Aus diesem Modell resultieren damit vier Gleichungen:
- Variable1 = Latentes Konstrukt × Gewichtung1 + Messfehler e1
- Variable2 = Latentes Konstrukt × Gewichtung2 + Messfehler e2
- Variable3 = Latentes Konstrukt × Gewichtung3 + Messfehler e3
- Variable4 = Latentes Konstrukt × Gewichtung4 + Messfehler e4
Schlüsselpunkte
- Hauptkomponentenanalyse reduziert die Variablen auf ihre Hauptkomponenten und versucht, den Informationsgehalt beizubehalten, während Faktoranalyse nützlich ist, um latente (unbeobachtbare) Variablen zu messen.
- Wenn Variablen nichts gemeinsam haben, wird Faktorenanalyse keinen gut zugrundeliegenden Faktor finden, Hauptkomponentenanalyse hingegen aber eine gut definierte Hauptkomponente, die die maximale Varianz in den Daten erklärt.
- Wenn das Ziel darin besteht, eine latente Variable zu messen, aber eine Hauptkomponentenanalyse verwendet wird, werden die Ladungen der Komponenten höchstwahrscheinlich höher sein, als sie es bei Verwendung der Faktoranalyse gewesen wären.
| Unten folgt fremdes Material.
PR #4673, opened 2023-01-24
Add homepage upsell component [MAILPOET-4830]

lysyjan:
## Description

Add a new upsell section on the new homepage.

## Code review notes

_N/A_

## QA notes

_N/A_

## Linked PRs

_N/A_

## Linked tickets

[MAILPOET-4830]

## After-merge notes

_N/A_

[MAILPOET-4830]: https://mailpoet.atlassian.net/browse/MAILPOET-4830?atlOrigin=eyJpIjoiNWRkNTljNzYxNjVmNDY3MDlhMDU5Y2ZhYzA5YTRkZjUiLCJwIjoiZ2l0aHViLWNvbS1KU1cifQ


mailpoet/assets/css/src/components-homepage/_upsell.scss
```diff
@@ -0,0 +1,68 @@
...
+      max-width: 270px;
+    }
+  }
+}
+
+@media (max-width: 600px) {
+  .mailpoet-homepage-upsell {
+    background: $color-white;
+  }
+}
```
costasovo: Just a suggestion. Do we need to use these specific breakpoints? I always try to reuse [the mixins that we have defined for media](https://github.com/mailpoet/mailpoet/blob/9f790efbf0f032fc32e264dc33450286b362976e/mailpoet/assets/css/src/mixins/_breakpoints.scss#L13-L33). With the mixins we make all parts of page changes with the same breakpoints. I'm ok with specific values in case we need those for a reason.

costasovo (commented):
Good job! Thank you for improving the Subscribers factory for tests 👍 

I left one comment with a question and have a couple of suggestions:
1) The component should be usable in other places in the admin, so I would move the JS and CSS source of the component from the `homepage` directory to `common`. This can be also done at the time we decide to really reuse it. I'm not sure what is better.
2) I noticed that the PNG file you added has 76 KB. I tried to run it through an image optimizer, and it was reduced to 23 KB.  I thought that Figma exports optimized images, but it seems not always be the case. I'm uploading the optimized image here. I would suggest using the smaller one
upsell-illustration

mailpoet/assets/css/src/components-homepage/_upsell.scss
lysyjan: @costasovo I wanted it to look as good as possible in different widths. But using existing breakpoints indeed makes sense.

lysyjan:
Here are reactions to your suggestions, thanks for them!
> The component should be usable in other places in the admin, so I would move the JS and CSS source of the component from the homepage directory to common. This can be also done at the time we decide to really reuse it. I'm not sure what is better.

I prefer doing that at the moment of reusing. I expect other details here, like adding a property or something like that. A wrapper or width specification was also missing when I tried to use this component. Does it make sense to you? I can move JS and CSS if you think that is a better option.

> I noticed that the PNG file you added has 76 KB. I tried to run it through an image optimizer, and it was reduced to 23 KB. I thought that Figma exports optimized images, but it seems not always be the case. I'm uploading the optimized image here. I would suggest using the smaller one

Thank you, I will replace it in a new commit.

costasovo:
> I prefer doing that at the moment of reusing. I expect other details here, like adding a property or something like that. A wrapper or width specification was also missing when I tried to use this component. Does it make sense to you? I can move JS and CSS if you think that is a better option.

@lysyjan You are right! It makes better sense to do it when we know more details. So I'm totally ok with keeping it as is for now.

lysyjan:
@costasovo I addressed your suggestions in the last two commits.

costasovo (approved):
👍 Thanks for addressing all the comments!

Aschepikov (approved):
GJ!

Dies wäre irreführend, da wir annehmen würden, wir hätten einen gut-definierten Faktor, wenn wenn wir in Wirklichkeit eine gut-definierte Hauptkomponente haben, die eine Mischung aus der Varianz der Daten ist.
- Wenn das Ziel ist, die Anzahl der Variablen zu reduzieren und gleichzeitig das grösste Mass an Variabilität in den Daten beizubehalten aber Faktoranalyse verwendet wird, werden die Faktorladungen wahrscheinlich niedriger sein, als bei einer Hauptkomponentenanalyse. Dies wäre irreführend, da wir annehmen würden, wir hätten das grösste Mass an Variabilität in unseren Daten beibehalten, wenn wir in Wirklichkeit die Variabilität behalten haben, die über alle Variablen hinweg gemeinsam ist.